▸ **Problem to solve**:
Hunt through the lines below for the string "hard" and copy each one that has it.

▸ **Records shown**:
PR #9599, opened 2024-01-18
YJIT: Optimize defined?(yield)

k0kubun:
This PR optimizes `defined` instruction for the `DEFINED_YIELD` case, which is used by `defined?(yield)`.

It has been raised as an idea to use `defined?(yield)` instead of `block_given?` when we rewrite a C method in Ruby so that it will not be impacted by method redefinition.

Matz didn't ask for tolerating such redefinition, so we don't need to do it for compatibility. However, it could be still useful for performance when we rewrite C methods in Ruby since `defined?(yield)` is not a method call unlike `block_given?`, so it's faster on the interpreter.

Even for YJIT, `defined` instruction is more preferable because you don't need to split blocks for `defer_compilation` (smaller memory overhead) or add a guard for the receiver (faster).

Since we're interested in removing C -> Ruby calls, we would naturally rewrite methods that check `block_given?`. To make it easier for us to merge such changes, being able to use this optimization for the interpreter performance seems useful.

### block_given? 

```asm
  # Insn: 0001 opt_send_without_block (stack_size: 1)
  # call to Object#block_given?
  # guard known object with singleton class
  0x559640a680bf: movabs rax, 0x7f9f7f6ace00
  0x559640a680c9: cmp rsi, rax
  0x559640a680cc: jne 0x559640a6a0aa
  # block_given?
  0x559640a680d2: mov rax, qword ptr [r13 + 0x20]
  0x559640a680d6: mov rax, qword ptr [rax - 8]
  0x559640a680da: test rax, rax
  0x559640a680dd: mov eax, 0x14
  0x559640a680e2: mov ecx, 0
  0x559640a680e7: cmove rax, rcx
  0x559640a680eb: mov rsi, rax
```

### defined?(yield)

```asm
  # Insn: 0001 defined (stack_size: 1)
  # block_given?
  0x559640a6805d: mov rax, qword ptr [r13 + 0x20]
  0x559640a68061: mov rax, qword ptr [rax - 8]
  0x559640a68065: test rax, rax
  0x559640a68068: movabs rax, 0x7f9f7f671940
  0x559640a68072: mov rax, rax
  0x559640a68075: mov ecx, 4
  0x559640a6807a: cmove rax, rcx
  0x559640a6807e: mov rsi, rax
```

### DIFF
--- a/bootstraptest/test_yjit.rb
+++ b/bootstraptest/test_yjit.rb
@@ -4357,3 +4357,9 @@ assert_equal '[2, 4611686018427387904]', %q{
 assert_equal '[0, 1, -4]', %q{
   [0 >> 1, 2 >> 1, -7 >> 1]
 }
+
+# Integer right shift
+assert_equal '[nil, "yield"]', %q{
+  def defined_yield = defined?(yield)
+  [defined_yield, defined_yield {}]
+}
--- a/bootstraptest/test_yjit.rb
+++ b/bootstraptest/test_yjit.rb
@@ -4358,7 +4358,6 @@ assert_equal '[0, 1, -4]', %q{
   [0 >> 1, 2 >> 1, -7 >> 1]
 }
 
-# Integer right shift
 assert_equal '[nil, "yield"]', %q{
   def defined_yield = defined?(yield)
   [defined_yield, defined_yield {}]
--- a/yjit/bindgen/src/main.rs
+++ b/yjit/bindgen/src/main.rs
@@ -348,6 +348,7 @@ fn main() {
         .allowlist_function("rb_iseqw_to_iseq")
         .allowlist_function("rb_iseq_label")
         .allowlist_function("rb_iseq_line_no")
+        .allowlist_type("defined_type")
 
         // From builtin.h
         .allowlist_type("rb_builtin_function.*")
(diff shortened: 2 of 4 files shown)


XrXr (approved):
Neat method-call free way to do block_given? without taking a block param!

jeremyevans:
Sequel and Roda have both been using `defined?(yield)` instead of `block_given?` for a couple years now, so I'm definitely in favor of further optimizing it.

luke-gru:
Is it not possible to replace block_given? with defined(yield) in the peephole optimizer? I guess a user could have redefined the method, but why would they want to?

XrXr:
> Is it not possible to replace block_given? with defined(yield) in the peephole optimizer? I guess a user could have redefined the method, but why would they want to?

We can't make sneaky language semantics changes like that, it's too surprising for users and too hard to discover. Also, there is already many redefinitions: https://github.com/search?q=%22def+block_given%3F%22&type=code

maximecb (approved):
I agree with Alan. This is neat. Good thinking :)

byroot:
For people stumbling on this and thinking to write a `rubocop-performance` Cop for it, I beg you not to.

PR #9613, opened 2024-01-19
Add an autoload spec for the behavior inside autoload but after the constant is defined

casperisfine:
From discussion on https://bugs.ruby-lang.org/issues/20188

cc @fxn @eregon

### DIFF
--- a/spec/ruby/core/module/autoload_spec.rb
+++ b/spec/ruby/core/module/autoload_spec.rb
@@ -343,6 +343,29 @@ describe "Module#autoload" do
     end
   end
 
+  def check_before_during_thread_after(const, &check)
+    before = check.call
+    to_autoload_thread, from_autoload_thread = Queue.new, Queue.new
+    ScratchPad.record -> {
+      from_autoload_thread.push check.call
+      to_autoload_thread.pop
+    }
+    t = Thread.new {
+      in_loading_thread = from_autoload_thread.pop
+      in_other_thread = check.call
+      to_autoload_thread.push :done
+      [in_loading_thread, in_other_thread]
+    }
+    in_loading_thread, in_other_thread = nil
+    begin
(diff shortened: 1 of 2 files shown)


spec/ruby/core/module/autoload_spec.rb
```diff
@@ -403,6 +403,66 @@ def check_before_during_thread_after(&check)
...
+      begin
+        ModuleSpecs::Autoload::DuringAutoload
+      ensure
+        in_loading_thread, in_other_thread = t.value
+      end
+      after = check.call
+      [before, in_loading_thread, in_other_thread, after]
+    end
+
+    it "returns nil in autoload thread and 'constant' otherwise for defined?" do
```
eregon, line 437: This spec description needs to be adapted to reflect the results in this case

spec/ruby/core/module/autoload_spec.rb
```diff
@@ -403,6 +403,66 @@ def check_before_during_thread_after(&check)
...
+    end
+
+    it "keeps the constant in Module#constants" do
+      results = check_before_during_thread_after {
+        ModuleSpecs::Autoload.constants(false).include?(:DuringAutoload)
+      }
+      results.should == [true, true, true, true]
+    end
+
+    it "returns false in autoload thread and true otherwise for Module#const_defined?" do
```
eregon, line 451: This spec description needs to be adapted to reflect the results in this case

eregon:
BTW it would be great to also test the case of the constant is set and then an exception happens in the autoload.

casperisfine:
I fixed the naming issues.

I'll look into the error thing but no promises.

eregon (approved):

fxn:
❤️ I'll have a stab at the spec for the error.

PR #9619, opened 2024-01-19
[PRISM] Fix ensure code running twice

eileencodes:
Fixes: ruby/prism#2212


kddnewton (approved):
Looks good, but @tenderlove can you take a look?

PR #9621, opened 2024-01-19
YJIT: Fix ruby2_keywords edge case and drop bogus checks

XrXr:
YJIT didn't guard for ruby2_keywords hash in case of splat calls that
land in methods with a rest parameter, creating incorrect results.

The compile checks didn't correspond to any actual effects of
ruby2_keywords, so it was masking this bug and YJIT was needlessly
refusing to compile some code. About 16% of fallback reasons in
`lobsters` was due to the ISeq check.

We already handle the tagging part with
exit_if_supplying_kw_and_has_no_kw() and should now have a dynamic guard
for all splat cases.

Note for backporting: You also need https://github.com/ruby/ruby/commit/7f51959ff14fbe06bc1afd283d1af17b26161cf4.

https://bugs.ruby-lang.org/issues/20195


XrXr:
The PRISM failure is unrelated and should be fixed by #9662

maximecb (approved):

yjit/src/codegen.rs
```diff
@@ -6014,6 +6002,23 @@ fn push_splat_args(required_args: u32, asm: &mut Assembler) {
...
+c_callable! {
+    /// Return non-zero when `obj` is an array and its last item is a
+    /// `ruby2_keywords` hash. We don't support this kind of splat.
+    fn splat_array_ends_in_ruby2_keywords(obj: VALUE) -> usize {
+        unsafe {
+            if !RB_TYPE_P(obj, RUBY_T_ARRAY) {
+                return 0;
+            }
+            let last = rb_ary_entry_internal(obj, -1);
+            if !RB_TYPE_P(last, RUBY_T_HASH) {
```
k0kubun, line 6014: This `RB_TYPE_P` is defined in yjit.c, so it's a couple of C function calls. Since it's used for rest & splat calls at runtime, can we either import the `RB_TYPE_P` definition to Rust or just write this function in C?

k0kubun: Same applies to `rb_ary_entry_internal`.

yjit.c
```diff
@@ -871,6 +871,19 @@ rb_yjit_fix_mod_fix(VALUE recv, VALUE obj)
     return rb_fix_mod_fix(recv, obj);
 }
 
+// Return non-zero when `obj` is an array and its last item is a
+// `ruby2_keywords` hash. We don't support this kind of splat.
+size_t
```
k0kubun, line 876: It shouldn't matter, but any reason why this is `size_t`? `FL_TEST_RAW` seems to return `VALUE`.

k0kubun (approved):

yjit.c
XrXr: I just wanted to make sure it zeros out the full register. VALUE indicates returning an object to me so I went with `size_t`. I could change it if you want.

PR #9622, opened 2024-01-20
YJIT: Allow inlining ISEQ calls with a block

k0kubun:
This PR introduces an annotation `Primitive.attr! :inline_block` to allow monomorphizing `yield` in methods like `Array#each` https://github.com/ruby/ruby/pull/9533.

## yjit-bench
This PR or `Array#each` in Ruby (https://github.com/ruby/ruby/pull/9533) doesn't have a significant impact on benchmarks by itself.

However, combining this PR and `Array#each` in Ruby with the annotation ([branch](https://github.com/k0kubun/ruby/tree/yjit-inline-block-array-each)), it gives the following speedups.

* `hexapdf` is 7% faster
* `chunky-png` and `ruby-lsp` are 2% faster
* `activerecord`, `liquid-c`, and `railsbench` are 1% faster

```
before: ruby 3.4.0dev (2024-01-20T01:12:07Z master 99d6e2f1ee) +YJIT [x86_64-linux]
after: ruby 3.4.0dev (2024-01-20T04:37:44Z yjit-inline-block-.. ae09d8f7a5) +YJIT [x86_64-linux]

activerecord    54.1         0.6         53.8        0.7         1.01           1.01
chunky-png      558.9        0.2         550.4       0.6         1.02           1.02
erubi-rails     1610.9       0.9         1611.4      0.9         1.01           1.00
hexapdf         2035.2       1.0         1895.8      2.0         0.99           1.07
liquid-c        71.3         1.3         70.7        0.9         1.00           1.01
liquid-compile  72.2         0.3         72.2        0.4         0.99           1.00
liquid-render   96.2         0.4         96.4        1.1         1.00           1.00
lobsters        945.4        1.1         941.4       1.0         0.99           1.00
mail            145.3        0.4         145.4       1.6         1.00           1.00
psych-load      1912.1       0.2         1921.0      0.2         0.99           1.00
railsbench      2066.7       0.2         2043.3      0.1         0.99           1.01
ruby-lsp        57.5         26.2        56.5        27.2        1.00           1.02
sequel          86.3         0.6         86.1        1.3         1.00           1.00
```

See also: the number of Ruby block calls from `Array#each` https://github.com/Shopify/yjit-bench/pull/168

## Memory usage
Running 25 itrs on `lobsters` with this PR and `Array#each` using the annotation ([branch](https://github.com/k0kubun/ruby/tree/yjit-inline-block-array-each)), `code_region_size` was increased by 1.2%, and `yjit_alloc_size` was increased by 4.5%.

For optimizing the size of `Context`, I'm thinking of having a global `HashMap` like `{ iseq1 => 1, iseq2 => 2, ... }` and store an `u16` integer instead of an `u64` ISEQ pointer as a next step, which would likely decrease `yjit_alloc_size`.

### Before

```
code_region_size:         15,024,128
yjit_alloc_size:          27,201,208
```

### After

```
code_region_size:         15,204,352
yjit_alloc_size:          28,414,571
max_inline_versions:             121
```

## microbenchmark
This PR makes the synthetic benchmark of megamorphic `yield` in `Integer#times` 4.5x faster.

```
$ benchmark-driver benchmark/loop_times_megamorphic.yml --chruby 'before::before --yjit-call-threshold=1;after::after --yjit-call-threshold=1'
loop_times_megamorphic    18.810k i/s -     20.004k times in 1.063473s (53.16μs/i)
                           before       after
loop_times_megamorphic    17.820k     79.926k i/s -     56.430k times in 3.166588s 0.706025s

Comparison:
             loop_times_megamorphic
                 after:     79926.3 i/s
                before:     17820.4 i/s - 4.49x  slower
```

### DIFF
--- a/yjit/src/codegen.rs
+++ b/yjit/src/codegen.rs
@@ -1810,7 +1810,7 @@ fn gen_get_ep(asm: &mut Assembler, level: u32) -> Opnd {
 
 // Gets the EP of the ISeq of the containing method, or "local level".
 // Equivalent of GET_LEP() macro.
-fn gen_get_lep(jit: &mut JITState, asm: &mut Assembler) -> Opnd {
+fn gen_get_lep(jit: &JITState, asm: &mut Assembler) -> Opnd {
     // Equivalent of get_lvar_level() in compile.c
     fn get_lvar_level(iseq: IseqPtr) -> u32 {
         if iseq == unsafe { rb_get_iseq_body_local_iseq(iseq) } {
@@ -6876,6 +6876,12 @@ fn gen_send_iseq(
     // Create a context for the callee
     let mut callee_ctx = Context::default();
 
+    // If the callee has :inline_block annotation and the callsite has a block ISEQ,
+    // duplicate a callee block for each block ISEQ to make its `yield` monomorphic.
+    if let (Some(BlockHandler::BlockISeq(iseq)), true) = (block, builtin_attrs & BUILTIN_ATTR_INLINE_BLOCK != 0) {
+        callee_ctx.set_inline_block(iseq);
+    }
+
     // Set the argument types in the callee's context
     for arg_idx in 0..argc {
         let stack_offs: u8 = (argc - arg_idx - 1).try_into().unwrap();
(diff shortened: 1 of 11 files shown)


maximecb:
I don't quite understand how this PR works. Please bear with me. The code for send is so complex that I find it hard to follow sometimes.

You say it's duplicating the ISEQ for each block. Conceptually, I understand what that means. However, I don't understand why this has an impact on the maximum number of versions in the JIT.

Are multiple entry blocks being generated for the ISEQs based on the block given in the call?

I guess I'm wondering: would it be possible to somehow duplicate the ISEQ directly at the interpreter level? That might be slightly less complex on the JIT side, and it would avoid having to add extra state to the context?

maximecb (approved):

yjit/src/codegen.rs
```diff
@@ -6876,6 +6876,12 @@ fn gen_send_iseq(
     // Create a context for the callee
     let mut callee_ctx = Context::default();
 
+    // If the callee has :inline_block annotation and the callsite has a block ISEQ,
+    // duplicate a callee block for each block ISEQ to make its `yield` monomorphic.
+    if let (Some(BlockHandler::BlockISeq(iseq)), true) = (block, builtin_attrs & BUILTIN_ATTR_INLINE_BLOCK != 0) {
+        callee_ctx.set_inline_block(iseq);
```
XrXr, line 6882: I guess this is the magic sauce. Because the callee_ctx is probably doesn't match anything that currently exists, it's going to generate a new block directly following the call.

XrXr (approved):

▸ **Solution for this exercise**:
We can't make sneaky language semantics changes like that, it's too surprising for users and too hard to discover. Also, there is already many redefinitions: https://github.com/search?q=%22def+block_given%3F%22&type=code
I don't quite understand how this PR works. Please bear with me. The code for send is so complex that I find it hard to follow sometimes.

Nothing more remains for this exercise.